To do:
Locate each line with the string "make" in the listing below and copy it.

Records for processing:
++++++++

PR #1524, opened 2021-02-11
Update to scribus configuration file

### LINKED ISSUE #1523: Change to line 51 of 900_gregorio.xml to make it work in Scribus
When using gregorio with the latest version of Scribus and the latest version of TexLive, I needed to change line 51 of 900_gregorio.xml to read

`\begin{filecontents}[force]{scribus_file-score.gabc}`

Without this addition of the **[force]** option, LaTex would refuse to overwrite scribus_file-score.gabc, so that I was only able to make render frames with the default preview score.  It looks like it is due to changes in the way that the LaTex kernel handles the filecontents package.  See here: https://www.latex-project.org/news/latex2e-news/ltnews30.pdf

rpspringuel:
There have been some changes to the filecontents environment that need to be addressed.
Fixes #1523

### DIFF
--- a/contrib/900_gregorio.xml
+++ b/contrib/900_gregorio.xml
@@ -47,10 +47,9 @@
 		    \pagestyle{empty}
     		\setlength{\textwidth}{$scribus_realwidth$ pt}
 
-        \begin[overwrite]{filecontents}{scribus_file-score.gabc}
-    </preamble>
+        \begin{filecontents*}[overwrite]{scribus_file-score.gabc}</preamble>
     <postamble>
-        \end{filecontents}
+        \end{filecontents*}
 
         \begin{document}
         $scribus_greconf$
--- a/contrib/900_gregorio.xml
+++ b/contrib/900_gregorio.xml
@@ -46,7 +46,7 @@
     	\setlength{\textwidth}{$scribus_realwidth$ pt}
 
         \begin{filecontents*}[overwrite]{scribus_file-score.gabc}
-    </preamble>
+</preamble> <!-- this line's indentation is purposefully off because of the way that scribus interprets the preamble section -->
     <postamble>
         \end{filecontents*}
 
--- a/contrib/900_gregorio.xml
+++ b/contrib/900_gregorio.xml
@@ -41,14 +41,13 @@
 		                paperheight=$scribus_realheight$ pt,
           					left=0cm,top=0cm,right=0cm,bottom=0cm,nohead,nofoot]{geometry}
         \usepackage[autocompile]{gregoriotex}
-        \usepackage{filecontents}
     		\title{Scribus-Latex-File}
     		$scribus_additionalgreheaders$
     		\author{Scribus}
 		    \pagestyle{empty}
     		\setlength{\textwidth}{$scribus_realwidth$ pt}
 
-        \begin{filecontents}{scribus_file-score.gabc}
+        \begin[overwrite]{filecontents}{scribus_file-score.gabc}
     </preamble>
     <postamble>
         \end{filecontents}
--- a/contrib/900_gregorio.xml
+++ b/contrib/900_gregorio.xml
@@ -36,18 +36,17 @@
     </empty-frame-text>
     <!-- you can change the basic headers here -->
     <preamble>
-		    \documentclass[$scribus_grefontsize$]{extarticle}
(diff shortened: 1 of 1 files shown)


EagerDSC (commented):
Moving </preamble> up the line does not have the intended effect.  It removes the entire first line from the scribus render frame editor so that gregorio returns the following error `Module gregoriotex Warning: warning:no name specified, put `name:...;' at the b
eginning of the file, can be dangerous with some output formats on input line 2
0`.  I can still work around this by adding the blank line to the beginning of my gabc input in the scribus render frame editor.  Is there a reason that gregorio does not ignore white space not contained between `:` and `;` preceding the `%%` in a `.gabc` file?  (I'm pretty new to LaTex and gregorio.)

rpspringuel:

++++++++

Exercise output:
### LINKED ISSUE #1523: Change to line 51 of 900_gregorio.xml to make it work in Scribus
Without this addition of the **[force]** option, LaTex would refuse to overwrite scribus_file-score.gabc, so that I was only able to make render frames with the default preview score.  It looks like it is due to changes in the way that the LaTex kernel handles the filecontents package.  See here: https://www.latex-project.org/news/latex2e-news/ltnews30.pdf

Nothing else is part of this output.